When we manage to solve difficult situations. Such as securing funding for a project when it seemed to be hopeless. When I can contribute to some difficult negotiation about aid. When I can support others in difficult situation. If you ask me personally, there are two things that keep me happy - taking a backpack and going hiking to the mountains, ideally where there are not many people. Or time when I can spend a few days with my children in the countryside.
Do you have a wish you want to come true?
One day in the future, when the time is right, I would like to spend at least one year in Asia, for example in India. To have enough time to read, write, think or even meditate.
From your point of view, how is the Czech Republic doing 26 years after the revolution?
At the time of the Velvet Revolution I was hoping we would be further on our journey today. But my father kept reminding me: Do not have exaggerated expectations. The process of healing the society is going to take as long as it took to deteriorate. Thus, we still have at least 15, maybe 25 years, if we start counting from the year 1938. To kickstart the economy and begin the transformation, all this can be done very quickly. But the spirit and moral of the society takes very long time to heal. Notice how very few people in Central Europe smile at each other. Rather than solving a problem they start looking for reasons why things cannot be done.

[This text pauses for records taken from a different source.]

PR #2033, opened 2016-05-13
OIC: Change errno value.

cabelitos:
The value ECOMM is not defined by Posix, this can lead to problems on small OSs.


otaviobp:
+1

src/lib/comms/sol-oic-client.c
```diff
@@ -996,7 +996,7 @@ _resource_request(struct sol_oic_client_request *request,
 
 cbor_error:
     SOL_ERR("Could not encode CBOR representation: %s", cbor_error_string(err));
-    r = -ECOMM;
+    r = -ECANCELED;
```
ceolin: I'm wondering if this error is the best for this case. Maybe `EBADMSG` fits better.

cabelitos:
Merged with ceolin's suggestion

PR #2038, opened 2016-05-13
tests: increase tests timeout

bdilly:
Increase a second for all tests and double it for HTTP,
since we often face fails on semaphoreci and jenkins
for these tests.


glima:
Fine by me

bdilly:
merged, thanks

We still lack the self-confidence, but also moderation and decency in public spheres. Which eventually resulted in the current situation with refugees.

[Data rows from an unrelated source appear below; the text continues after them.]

PR #2041, opened 2016-05-13
Crypto: It should follow the stream design pattern.

cabelitos:

### DIFF
--- a/src/lib/crypto/include/sol-message-digest.h
+++ b/src/lib/crypto/include/sol-message-digest.h
@@ -151,15 +151,27 @@ struct sol_message_digest_config {
      * @li @c handle the handle used to push data.
      * @li @c input the input data originally pushed/fed. There is no
      *     need to sol_blob_unref() it is done automatically.
+     * @li @c status 0 on success -errno on error.
      *
      * @note it is safe to delete the message digest handle from
      *       inside this callback.
      */
-    void (*on_feed_done)(void *data, struct sol_message_digest *handle, struct sol_blob *input);
+    void (*on_feed_done)(void *data, struct sol_message_digest *handle, struct sol_blob *input, int status);
     /**
      * The context data to give to all callbacks.
      */
     const void *data;
+
+    /**
+     * The tx buffer max size. The value @c 0 means unlimited data.
+     * Since sol_message_digest_feed() works with blobs, no extra buffers will be allocated in order
+     * to store @c tx_size bytes. All the blobs that are schedule to be written will be referenced
+     * and the sum of all queued blobs must not be equal or exceed @c tx_size.
+     * If it happens sol_message_digest_feed() will return @c -ENOSPC and one must start to control the
+     * writing flow until @c on_feed_done is called.
+     * @see sol_message_digest_feed()
+     */
+    size_t tx_size;
 };
 
 /**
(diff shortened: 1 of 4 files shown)


src/lib/crypto/include/sol-message-digest.h
```diff
@@ -151,15 +151,27 @@ struct sol_message_digest_config {
...
+     * The tx buffer max size. The value @c 0 means unlimited data.
+     * Since sol_message_digest_feed() works with blobs, no extra buffers will be allocated in order
+     * to store @c tx_size bytes. All the blobs that are schedule to be written will be referenced
+     * and the sum of all queued blobs must not be equal or exceed @c tx_size.
+     * If it happens sol_message_digest_feed() will return @c -ENOSPC and one must start to control the
+     * writing flow until @c on_feed_done is called.
+     * @see sol_message_digest_feed()
+     */
+    size_t tx_size;
 };
```
barbieri: you should follow uart and mention the pattern in the sol_message_digest_config structure.

I'm unsure if we rename `tx_size` to `feed_size` or `on_feed_done` to `tx_cb`, ask others to chime in

src/lib/crypto/include/sol-message-digest.h
```diff
@@ -218,8 +230,8 @@ void sol_message_digest_del(struct sol_message_digest *handle);
  *        @c config->on_digest_ready() is called with the resulting digest
  *        as a blob.
  *
- * @return 0 on success, -errno otherwise. If error, then the input reference
- *         is not taken.
+ * @return 0 on success, @c -ENOSPC if sol_message_digest_config::tx_size is not zero and there's
+ * no more space left or -errno on error. If error or -ENOPSC, If error, then the input reference is not taken.
```
barbieri: link to the design pattern page, as done with UART

src/lib/crypto/include/sol-message-digest.h
barbieri: tx will be strange, keep it `feed`, but maybe mention this is an alias in the design pattern.

barbieri:
review the code comparing to your written design pattern. Maybe we'll need to change the design pattern to mention 'feed' instead of `tx`, so it may be applicable in more scenarios.

Also note that the `on_feed_done()` doesn't respect the "delete from callback", we'll need the delete_me/in_use booleans to do that.

src/lib/crypto/include/sol-message-digest.h
cabelitos: I did not mention because the docs are not part of this PR. I don't want to break the docs generation

cabelitos:
@barbieri I did not worry about the delete_me/in_use because the docs says ` * @note it is safe to delete the message digest handle from  inside this callback. `

src/lib/crypto/include/sol-message-digest.h
cabelitos: To be honest I don't like `tx_....` prefix. I guess we should change it to `feed`.

barbieri:
ah, that's right, there is a refcnt in the handle and it's increased before calling the user.

barbieri:
btw, to follow your new design pattern, the _sol_message_digest_free() must be changed to call `on_feed_done(... , -ECANCELLED)` for pending blobs.

cabelitos:
@barbieri It's calling with `-ECANCELLED`

src/lib/crypto/sol-message-digest-common.c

How do you personally find the life here?
Probably very well. I work within a group of several hundred people who are doing positive things, among which is a great atmosphere and corporate culture. Actually, I'm enjoying great luxury, because I receive clear and generally positive feedback on my work. I doubt that people who earn more and more money all the time manage to be happier in this direction. As the Dalai Lama says: More money, more worries. I just follow my path which is humbleness and endurance.
If you had the power to change one thing in the Czech Republic, what would it be?
I probably would like to grant us more of truly knowledgeable self-confidence. Self-confidence that allows you to do things in true honesty, does not let you be afraid of anyone nor place ourselves above others, take a good care of yourself and others as well.
A person like you finds himself too often close to death, tragedies and bad things. Do you still keep the faith in anything? In mankind, in God?
I believe in positive human qualities, the ones that so often appear to be trampled upon, but then again rise: truth, honor, courage, service.
People may probably remark on the that is sounds too pathetic…
Those are terribly pathetic words. Maybe us Czechs, who are so terribly non-pathetic, should say them out loud time to time. Maybe it would help us in how we behave at some times.